A hug, love, such dessert — and an endless bedtime story to tell, keep the lights in the hall on all night…
That you can get from your mother…he says in a disappointed whisper, a sigh, hanging his head and chazzaning to the pitch a little prayer of repentance even the Hasids out in Lakewald don’t know, as Batya and Rubina, two daughters the youngest and eldest, just then and whether in his voice or his eyes find in the mensch maybe something, hymn — an incarnation of a forefather known only from the unsmiling frames hung on the staircase’s landings; and possibly Batya only then remembers what her mother’s warnings are regarding talking to strangers: forget it.
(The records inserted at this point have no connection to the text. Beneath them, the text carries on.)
PR #1952, opened 2024-07-24
CI Fix Windows permission error on merge test

BenjaminBossan:
For some BS reason, Windows CI suddenly started throwing permission errors on test_merge_layers. These errors occur when using the `TempDirectory() `context manager, which raises a `PermissionError` on Windows when it tries to clean up after itself. Therefore, this context manager is now avoided in favor of manual clean up.

_More context:_

I investigated this issue first in #1947. My suspicion that this could be caused by a new pytest version was not confirmed. Maybe the reason is that GH rolled out a new Windows worker, not sure.

Also note that this is not the first time that this workaround is required, e.g. also here:

https://github.com/huggingface/peft/blob/e6cd24c907565040ee1766a5735afe3d13a71164/tests/test_custom_models.py#L1448-L1467

### DIFF
--- a/tests/testing_common.py
+++ b/tests/testing_common.py
@@ -16,6 +16,7 @@ import json
 import os
 import pickle
 import re
+import shutil
 import tempfile
 from collections import OrderedDict
 from dataclasses import replace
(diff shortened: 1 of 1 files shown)


sayakpaul (approved):
Windows :(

Mensch’s confused, pats his breast pocket for his medication: it’s not there, which means he’d taken it, but if that’s so then why doesn’t he remember having taken it? Did it work, is it working, it took? Batya turns to her mother in tears, buries her face underneath her swell, in her crotch, shaking her head in a No to tuck in even deeper, don’t wake me. No thanks. The mensch gathers himself to peep through the doorway, the entryhall through to what he best guesses is the diningroom, leans his miniaturized weight against the jamb, shading his dark over the threshold as Hanna takes Batya’s wrist, slaps it lightly, and Batya, face removed, tots away from her in a fit, kicking at the pedestals and plinths lining the hallway away from the rooms dining and living, family, den, and into the kitchen, bringing their miscellaneously artistic idols and vases stuffed with flowers both lifelike and silklike and all of them real in their ruin down to the floor, crashes with her crying quietly again up the stairs to her room not to be seen or heard from again the whole night. Meanwhile, the other daughters have made their ways to stand behind their mother, passing through the hallway amid its trunks and boxes and packing supplies, mind the scissors, the tape sticking to the fringes of their garments, their trims tangled in twine, with Israel following as if whisked by the wind of their skirts, the guests left to themselves and to Wanda who’s serving — and soon the family entire’s assembled at the door, even her belly’s boy, and Hanna comes calmed, with more assurance, strengthened and safe in her home, frowning from under and staring impassive from over her nose, having gotten a whiff of what to expect, a scent and an eyeful, too, the inclination of an ear: attentive to the chink of mensch inhabiting the crack, and to the drafty drift of the spiel guaranteed now forthcoming.